I don’t regret the change from poetry to journal, only that my daughter will not likely ever read either, and I wonder just how they are and where they went. I’m told they ended up in Portland, Oregon. But like this journal, situations change and she and my ex-wife could be anywhere at this point. I may never see either of them again.
My return to
Boulder, Colorado with my current girlfriend is still up in the air, possible, but not probable. Since I once ran there in pursuit of my ex-wife, the vague idea that I might see her and my child there again nags at me, especially when I lean towards not going.

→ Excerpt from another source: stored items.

PR #5885, opened 2025-03-06
contributing.md: describe MSRV guidelines

ilyagr:
This is inspired by <https://github.com/jj-vcs/jj/pull/5851>, and borrows a bit from that PR. Thank you, @bryceberger! Unlike #5851, I do not discuss the issue of `incompatible_msrv` in tests, so this doesn't replace that PR entirely.

See also <https://github.com/jj-vcs/jj/pull/5851#issuecomment-2692408627>, whether @bryceberger provides useful context.

This PR is a question on whether we can agree on my personal favorite MSRV guidelines. If not, that is fine, and I'll drop the PR. I don't think an MSRV policy is urgently needed, I'm just suggesting one in case we already more or less agree.

As I mentioned in the linked discussion, I also think it'd be nice to upgrade our MSRV to 1.84 soon, so that we can make use of the MSRV-aware resolver. Again, this is a "nice-to-have" that we can do without. If we want to following Firefox MSRV, we would still upgrade to 1.82 this release.

PR #5887, opened 2025-03-06
Update MSRV to 1.84 and turn on MSRV-aware Cargo resolver

ilyagr:
See also #5885

Other options would be to update to 1.82 (conservatively, following Firefox, no MSRV-aware resolver), 1.85 (aggressive, not quite yet in nixpkgs or stable in Gentoo, though should be relatively soon), or to do nothing.

I'm guessing (but not sure) that at least one of our dependencies will require 1.85 in the near future for the 2024 Rust edition. If we use the MSRV-aware resolver, that will almost certainly not be a problem for us.

------------

For reference, we last updated the MSRV to 1.76 in https://github.com/jj-vcs/jj/commit/5b517b542ec6c88357adf92369dda7668131da72. According to https://releases.rs/docs/1.76.0/, this was when it barely became stable.

-------

Re some Discord discussion:

I feel strongly that we should *not* upgrade to Rust 2024 at the same time as we upgrade the MSRV. I tried the auto-upgrade, and it's a bit messy. So, to me it matters little that 1.84 does not support 2024 Rust. I also think that if we try auto-conversion to Rust 2024 later, it might be smarter and/or more polished, since others will have tried it and would have reported bugs. (Though I'm not opposed to somebody else doing the 2024 conversion whenever).

Upgrading 1.84 -> 1.85 in a month or so should be nearly trivial, I think. Most of the work here was in changing lints from `allow` to `expect`. If I change the MSRV to 1.85, running `cargo clippy --workspace --all-targets --fix` results in no changes.

### DIFF
--- a/.github/workflows/ci.yml
+++ b/.github/workflows/ci.yml
@@ -75,7 +75,7 @@ jobs:
     - name: Install Rust
       uses: dtolnay/rust-toolchain@a54c7afa936fefeb4456b2dd8068152669aa8203
       with:
-        toolchain: 1.76
+        toolchain: 1.84
         target: ${{ matrix.target }}
     - uses: taiki-e/install-action@970d55e3ce02a46d60ffae7b4fab3dedace6e769
       with:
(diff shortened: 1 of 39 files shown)


martinvonz (approved):

ilyagr:
Thank you, Martin! I decided to merge it quickly, since it's a PR that could be difficult to rebase. Two of the packagers in our Discord community seemed fine with it.

martinvonz:
Sounds good. We can always roll it back if there are objections tomorrow.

Back then, I hated New Jersey and wanted to escape it and the dismal destiny life with my family seemed to have planned for me. My ex-wife (Louise) and I broke up after our coming back for a number of reasons, not least was the dismal life I had inherited, a job, then no job, and apartment we could not afford, and this sense that we no longer belonged together, and that she already had visions of a life elsewhere without me – something that appears to be repeating itself now, but without as much to lose.

Back then, Louise had more to gain by going; now my girlfriend does as well.

And I have more to lose by following after her, though I ache to.

I regret some things in my life, but never enough to do them over, what is done is done.

But I am no longer the tender near 20 kid I was when I started that first journey west, if not wiser now, then at least wise enough to learn from my mistakes, and that leaving a life I have just started to rebuild is a mistake unless I have a clear life I can build on the far side. The first time around, I had no plans for anything, and the same seems to be true this time as well.

Perhaps writing it all down in books like this will help put it all into perspective for me.